If: You plan to sell or refinance your home within the PACE repayment period (10-25 years)
Then: Avoid PACE. You will have to pay it off (or the buyer will demand a price reduction) at the time of sale or refinance.
If: You have poor credit, no equity, and an urgent energy improvement need (failing HVAC, critical solar install)
Then: PACE may be a last resort. Verify you understand the refinance-blocking implications and do not plan to move. Consider whether delay or a government assistance program is viable first.
If: You're building new construction and want solar
Then: Fold the solar cost into your construction loan rather than using PACE. The construction loan rate is lower, and it avoids all PACE structural problems. See Q45.
California-Specific
- California was the original PACE market — HERO (Renovate America), Ygrene, and CaliforniaFIRST are the three dominant California programs.
- California law requires PACE administrators to comply with ability-to-repay rules and enhanced consumer protections under AB 1284 (2017) and subsequent updates. Nonetheless, enforcement against aggressive sales tactics has been inconsistent.
- California homeowners with PACE liens frequently discover the refinance-blocking problem only when they try to refinance a year or two later — long after the contractor has moved on.
- For California solar specifically, a HELOC is almost always a better answer than PACE. California credit union HELOCs at Prime + 0%-2% beat PACE at 5%-9% by hundreds of basis points.
Common Misconceptions
PACE is a government program so it must be safe.

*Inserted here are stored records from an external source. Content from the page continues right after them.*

PR #970, opened 2018-03-09
Fix sample command

jamesward:
Running the provided sample command results in:
```
Error: Missing scan option(s): at least one scan option is required.
```

It seems the scan type is required.

### DIFF
--- a/README.rst
+++ b/README.rst
@@ -165,8 +165,8 @@ Run this command for a list of command line examples::
 
     ./scancode --examples
 
-To run a scan on sample data, first run this::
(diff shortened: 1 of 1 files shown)


pombredanne:
@jamesward You have eagle eyes. Thanks ++. Merging

pombredanne:
@jamesward actually this proves really useful as I realized how the doc needs a serious facelift to sync up with the latest additions we have in develop before we can make a proper release (the README and more are correct if you were to use the current stable master, but rather off with the tip of develop)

PACE is a government-enabled private financing mechanism. The local government authorizes the assessment but private PACE administrators (Renovate America, Ygrene, CaliforniaFIRST) set the terms and collect the interest. Government authorization doesn't make it a good financial product.
PACE payments are tax-deductible because they're on the tax bill.
The interest portion of PACE payments is NOT deductible as property tax. Only the base property tax portion is deductible. The PACE assessment is more analogous to a loan payment than a tax.
PACE has no impact on my mortgage.
PACE is a senior lien that takes priority over your mortgage. It directly blocks your ability to refinance with Fannie Mae, Freddie Mac, FHA, or VA — the four largest mortgage programs in the U.S.
Limitations & Gaps
- Specific current PACE program rates are not tracked in this topic. Rates vary by program, improvement type, and loan term.
- Some niche situations (very-low-credit borrowers with urgent weatherization needs) may still make PACE the least-bad option. This topic does not deep-dive those edge cases.